BACKGROUND: Longitudinal functional magnetic resonance imaging (fMRI) studies in patients with schizophrenia allow exploration of the course of the illness and brain activity after therapy. A crucial question, however, is whether fMRI findings are reliable, because they can be affected by performance deficits in patients with schizophrenia. Our aim was to evaluate the reproducibility of fMRI activations in highly integrated language areas in patients with schizophrenia, taking into account task performance. METHODS: Ten patients with schizophrenia and 10 matched healthy controls were scanned twice, 21 months apart, while performing a story comprehension task. The reproducibility of the activations in each participant was evaluated globally by the percentage of spatial overlap between the 2 sessions and locally by a voxel-wise computation of the between-session relative standard deviation. We performed between-group comparisons both with and without the inclusion of comprehension scores (measuring task performance) as a covariate.

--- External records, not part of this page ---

PR #4289, opened 2022-01-12
syncer/checkpoint(dm): update the meaning of IsOlderThanTablePoint

lance6716:

Issue Number: ref #4287

after https://github.com/pingcap/tiflow/pull/3891 , we can be confident to skip event <= table checkpoint when using position based replication

### Check List 

Tests 

 - pass original test

Code changes

### Release note 

```release-note
`None`.
```


Ehco1996 (approved):
LGTM

GMHDBJD (approved):
LGTM

lance6716:
/hold

found a bug in CI

lance6716:
https://github.com/pingcap/tiflow/pull/4289/commits/dd9531495cc9aa9e8701e537438f6b3d7b679652

PTAL @Ehco1996 @GMHDBJD

lance6716:
> can't understand this change, what if added2Queue = false but err2!=nil ?

it means `handleJob` meets error before send the job to DMLQueue or DDLQueue, which will not happen currently.

Ehco1996:
> > can't understand this change, what if added2Queue = false but err2!=nil ?
> 
> it means `handleJob` meets error before send the job to DMLQueue or DDLQueue, which will not happen currently.

yes, but this could not hanppen in handleRowsEvent and how this change fix the `save checkpoint while job is not added to queue` 😵. could you please explain more

lance6716:
I mean "save checkpoint while job is not added to queue" is a bug, the commit has fixed it.

dm/syncer/syncer.go
```diff
@@ -1012,23 +1012,24 @@ func (s *Syncer) handleJob(job *job) (err error) {
 
 	if waitXIDStatus(s.waitXIDJob.Load()) == waitComplete && job.tp != flush {
```
Ehco1996, line 1013: you mean in this line return nil-err and outer logic call s.checkShouldFlush() ? and this cause checkpoint have wrong pos ?

lance6716: yes.

PR #4354, opened 2022-01-17
syncer: add a experimental swith for async checkpoint flush

### LINKED ISSUE #4352: [DM] A switch to disable async checkpoint by default
### What did you do?

Async checkpoint now takes effect in release-5.4. We should revert relevant pull requests or add a on-off switch to control it. 

DM should use sync checkpoint in release-5.4.

### What did you see instead?

Async checkpoint now takes effect in release-5.4.

### Versions of the cluster

```console
```
```console
```
```console
```
```console
(leave TiUP or manually here)
```
```console
>
>
```

```console
```

glorv:

Issue Number: close #4352

### Check List 

Tests 

 - Unit test
 - Integration test
 - No code

Code changes

 - Has persistent data change

Side effects

 - Increased code complexity

Related changes

### Release note 

```release-note
None
```


dm/dm/config/task_test.go
```diff
@@ -708,6 +708,7 @@ func (t *testConfig) TestGenAndFromSubTaskConfigs(c *C) {
 		}
 	)
 
+	stCfg1.Experimental.AsyncCheckpointFlush = true
```
sunzhaoyang, line 711: 这个是默认值吗？

glorv: NO

lichunzhu: should this be false by default？

lichunzhu (approved):
Rest LGTM

dm/syncer/syncer.go
```diff
@@ -972,16 +972,21 @@ func (s *Syncer) addJob(job *job) {
...
-		return
+		return nil
 	}
 
 	jobSeq := s.getFlushSeq()
 	s.tctx.L().Info("Start to async flush current checkpoint to downstream based on flush interval", zap.Int64("job sequence", jobSeq))
-	j := newAsyncFlushJob(s.cfg.WorkerCount, jobSeq)
-	s.addJob(j)
-	s.flushCheckPointsAsync(j)
+	if s.cfg.Experimental.AsyncCheckpointFlush {
```
db-will, line 982: we need to change the log info "Start to async flush current checkpoint..."

db-will:
```
jobSeq := s.getFlushSeq() 
```
Only needed in async mode

glorv: done.

db-will (approved):

dm/dm/config/task.go
```diff
@@ -346,6 +346,11 @@ type TaskConfig struct {
 
 	// extra config when target db is TiDB
 	TiDB *TiDBExtraConfig `yaml:"tidb" toml:"tidb" json:"tidb"`
+
+	// task experimental configs
+	Experimental struct {
+		AsyncCheckpointFlush bool `yaml:"async-checkpoint-flush" toml:"async-checkpoint-flush" json:"async-checkpoint-flush"`
```
GMHDBJD, line 352: Just a disscuss: I prefer not to add an `experimental` config item, because if after GA, we need mark it as deprecated and `config export` may have two `async-checkpoint-flush` entry, which is so confused.

glorv: We can still add deprecated comment for experimental items. After this feature is GA, I think we can just remote this config and always use async flush.

glorv: /cc @lance6716

lance6716: I agree that we can always turn on async flush after GA

lance6716 (approved):

dm/dm/config/task_test.go
glorv: Weakly suggest comment in English please.

glorv:
manually cherry-picked by #4369

PR #4356, opened 2022-01-17
mq (ticdc): Make mq sink flush resolvedTs async

asddongmen:

Issue Number: ref #4222 

### Check List 

Tests 

Code changes

Side effects

Related changes

### Release note 

```release-note
None
```


cdc/sink/mq.go
```diff
@@ -39,11 +40,17 @@ import (
...
+
+type resolvedTsEvent struct {
+	tableID    model.TableID
+	resolvedTs model.Ts
 }
 
 const (
-	defaultPartitionInputChSize = 12800
+	defaultPartitionInputChSize      = 12800
+	defaultResolvedTsEventBufferSize = 12800
```
overvenus, line 53: Can we reduce the channel size?

cdc/sink/mq.go
```diff
@@ -164,19 +173,56 @@ func (k *mqSink) EmitRowChangedEvents(ctx context.Context, rows ...*model.RowCha
...
+	k.statistics.PrintStatus(ctx)
+	return checkpointTs, nil
+}
 
+// bgFlushTs flush resolvedTs to workers and flush the mqProducer
+func (k *mqSink) bgFlushTs(ctx context.Context) error {
+	for {
+		select {
+		case <-ctx.Done():
+			return ctx.Err()
```
overvenus, line 203:
```suggestion
			return errors.Trace(ctx.Err())
```

cdc/sink/mq.go
```diff
@@ -185,23 +231,16 @@ flushLoop:
 	for {
 		select {
 		case <-ctx.Done():
-			return 0, ctx.Err()
+			return ctx.Err()
```
overvenus, line 234:
```suggestion
			return errors.Trace(ctx.Err())
```

cdc/sink/mq.go
```diff
@@ -185,23 +231,16 @@ flushLoop:
...
 		case <-k.resolvedReceiver.C:
```
overvenus, line 235: How often the tick `C` is?

cdc/sink/mq.go
```diff
@@ -164,19 +173,56 @@ func (k *mqSink) EmitRowChangedEvents(ctx context.Context, rows ...*model.RowCha
...
+			resolvedTs := msg.resolvedTs
+			err := k.flushTsToWorker(ctx, resolvedTs)
+			if err != nil {
+				return errors.Trace(err)
+			}
+			err = k.mqProducer.Flush(ctx)
+			if err != nil {
+				return errors.Trace(err)
+			}
+			k.tableCheckpointTsMap.Store(msg.tableID, resolvedTs)
```
overvenus, line 214: What if a table is removed between line 213 and 214?

cdc/sink/mq.go
```diff
@@ -164,19 +173,56 @@ func (k *mqSink) EmitRowChangedEvents(ctx context.Context, rows ...*model.RowCha
...
 	}
+	select {
+	case <-ctx.Done():
+		return 0, ctx.Err()
+	case k.resolvedBuffer <- resolvedTsEvent{
+		tableID:    tableID,
+		resolvedTs: resolvedTs,
+	}:
+	}
+	k.statistics.PrintStatus(ctx)
```
overvenus, line 194: How often does it print?

asddongmen: 10 minutes

sdojjy (approved):

cdc/sink/mq.go
asddongmen: Every time a `mqSikn.worker` flushes the producer, we will receive a `C` here.

cdc/sink/mq.go
asddongmen: done

cdc/sink/mq.go
asddongmen: Since CDC does not guarantee exactly onece semantic, it won't cause any poblem here.

Let say `capture1` has got a table name `t1` and `t1.resolvedTs = 10`, `t1.checkpointTs = 5`. If `t1` was moved to `capture2` here, then `t1` will be replicated from `t1.checkPointTs = 5` in `capture2` so that the `data [5, 10]` would be sent twice, but no data will be lost.

cdc/sink/mq.go
```diff
@@ -164,19 +177,59 @@ func (k *mqSink) EmitRowChangedEvents(ctx context.Context, rows ...*model.RowCha
...
+			if err != nil {
+				return errors.Trace(err)
+			}
+			err = k.mqProducer.Flush(ctx)
+			if err != nil {
+				return errors.Trace(err)
+			}
+			// Since CDC does not guarantee exactly once semantic, it won't cause any problem
+			// here even if the table was moved or removed.
+			// ref: https://github.com/pingcap/tiflow/pull/4356#:~:text=What%20if%20a%20table%20is%20removed%20between%20line%20213%20and%20214%3F
```
overvenus, line 220:
```suggestion
			// ref: https://github.com/pingcap/tiflow/pull/4356#discussion_r787405134
```

Let's shorten the link.

cdc/sink/mysql.go
```diff
@@ -224,6 +224,9 @@ func (s *mysqlSink) EmitRowChangedEvents(ctx context.Context, rows ...*model.Row
 // FlushRowChangedEvents will flush all received events, we don't allow mysql
 // sink to receive events before resolving
 func (s *mysqlSink) FlushRowChangedEvents(ctx context.Context, tableID model.TableID, resolvedTs uint64) (uint64, error) {
+	// Since CDC does not guarantee exactly once semantic, it won't cause any problem
+	// here even if the table was moved or removed.
+	// ref: https://github.com/pingcap/tiflow/pull/4356#:~:text=What%20if%20a%20table%20is%20removed%20between%20line%20213%20and%20214%3F
```
overvenus, line 229:
```suggestion
	// ref: https://github.com/pingcap/tiflow/pull/4356#discussion_r787405134
```

overvenus (approved):
LGTM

RESULTS: On average, patients with schizophrenia had significantly lower comprehension scores than controls (4.5/12 v. 7.8/12, p = 0.002). The mean spatial overlap between fMRI sessions was 30.6% in the patient group and 47.0% in the control group (p = 0.017). Locally, the lower reproducibility in patients was most prominent in the left posterior middle temporal gyrus, inferior frontal gyrus and medial prefrontal cortex (p < 0.001 uncorrected for multiple comparisons). Comprehension scores were positively correlated with both reproducibility measures in patients (overlap: r = 0.82, p = 0.004; relative standard deviation: several significant clusters at p < 0.001). When we included the comprehension scores as a covariate, most of the local between-group differences in reproducibility were removed, and the difference in overlap was not significant. LIMITATIONS: Owing to the small sample size, we could not investigate the impact of clinical subtypes and different types of medications on reproducibility. CONCLUSION: Our findings suggest that the greater variability in activation in patients with schizophrenia compared with controls concerns high-level areas and is mainly attributable to deficient task performance. Consequently, cognitive performance must be carefully controlled when longitudinal fMRI studies are undertaken.